Reconocer que quienes anteponen buenos argumentos tienen razón, sería aceptar que su fuente de financiamiento puede concluir esta etapa y ser reemplazada, en un marco republicano, por otra conducción. Ellos saben lo que implica un cambio de color político y las consecuencias para sus vidas.

Se podría ser indulgente diciendo que en realidad no saben lo que hacen, que se trata de personas con limitaciones intelectuales, pero lo cierto es que eso sería minimizar la situación.
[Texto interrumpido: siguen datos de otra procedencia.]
Issue #149, opened 2019-04-23
Dialog: Allow manual control of focus after dialog closes


brendancarney:
Dialog uses FocusLock, which returns focus to the last element that had the focus when the dialog is closed. In our case, we actually want to focus something else. Currently we have to work around this by using `setTimeout` to make sure our focus code runs after Reach UIs. 

What do you think about adding support for controlling this focus behavior? I'm not sure exactly what it would look like. A couple options:

- A prop (`returnFocus` maybe?) to disable the auto focusing. 
- Some function passed to `onDismiss` that allows prevention of the auto focusing.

A estas alturas, todos saben muy bien cómo son las cosas. Lo que sucede, es que estas personas han descendido varios peldaños en sus convicciones, y abandonaron esos principios que defendieron antes con vehemencia, cuando los valores morales eran más importantes que el dinero al que tanto critican pero terminan endiosando.
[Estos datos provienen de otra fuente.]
PR #463, opened 2020-02-11
New component: @reach/radio

chancestrickland:
This is a work in progress. The component code itself is ready for review. Working on tests, docs, and a few more examples.

This pull request:

- [x] Creates a new package
- [ ] Other

If creating a new package:

  - [x] `examples` directory
  - [x] `src` directory with an `index.tsx` entry file


packages/radio/README.md
```diff
@@ -0,0 +1,7 @@
+# @reach/tabs
```
hockeybuggy: I think this should say `@reach/radio`?

hockeybuggy: (sorry not sure if this is helpful or mostly annoying since this component is WIP)

packages/radio/examples/example-styles.css
```diff
@@ -0,0 +1,90 @@
+:root {
```
raunofreiberg, line 1: Should probably move these to `@reach/radio/styles.css` to provide some default styles.

packages/radio/src/index.tsx
```diff
@@ -0,0 +1,378 @@
...
+      defaultValue,
+      disabled,
+      value: valueProp,
+      name,
+      onChange,
+      ...props
+    },
+    forwardedRef
+  ) {
+    let { current: isControlled } = useRef(typeof valueProp !== "undefined");
```
raunofreiberg, line 62: Let's warn about switching between controlled/uncontrolled behavior?

packages/radio/src/index.tsx
```diff
@@ -0,0 +1,378 @@
...
+      type: RadioGroupEvents.Select,
+      callback: onChange,
+      disabled,
+      domEvent: event.nativeEvent,
+      node: ownRef.current,
+      value,
+    });
+  }
+
+  function handleKeyDown(event: React.KeyboardEvent) {
```
raunofreiberg, line 249: I know it didn't exist at the time of this PR, but what do you think about using the [`useDescendantKeydown`](https://github.com/reach/reach-ui/blob/52d721cd643d1a6d24c7253ab24e114be262d092/packages/descendants/src/index.tsx#L221) abstraction here?

packages/radio/src/machine.ts
```diff
@@ -0,0 +1,363 @@
...
+  };
+}
+
+export type MachineToReactRefMap<TE extends MachineEventWithRefs> = {
+  [K in keyof TE["refs"]]: React.RefObject<TE["refs"][K]>;
+};
+
+////////////////////////////////////////////////////////////////////////////////
+
+export function useMachine<
```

Lo más grave es que lograron ponerlos de rodillas y hacerlos claudicar en sus creencias, los mercantilizaron, comprándolos “solo” con monedas. Han perdido las riendas de sus vidas y su escala de valores ha quedado pisoteada por ellos mismos. Prefirieron la comodidad de la ayuda económica estatal, a la propuesta de ganarse la vida con esfuerzo, pero con dignidad. Después de todo, tal vez sea buena idea considerarlos solo como lo que son, individuos que han preferido doblegarse para subsistir.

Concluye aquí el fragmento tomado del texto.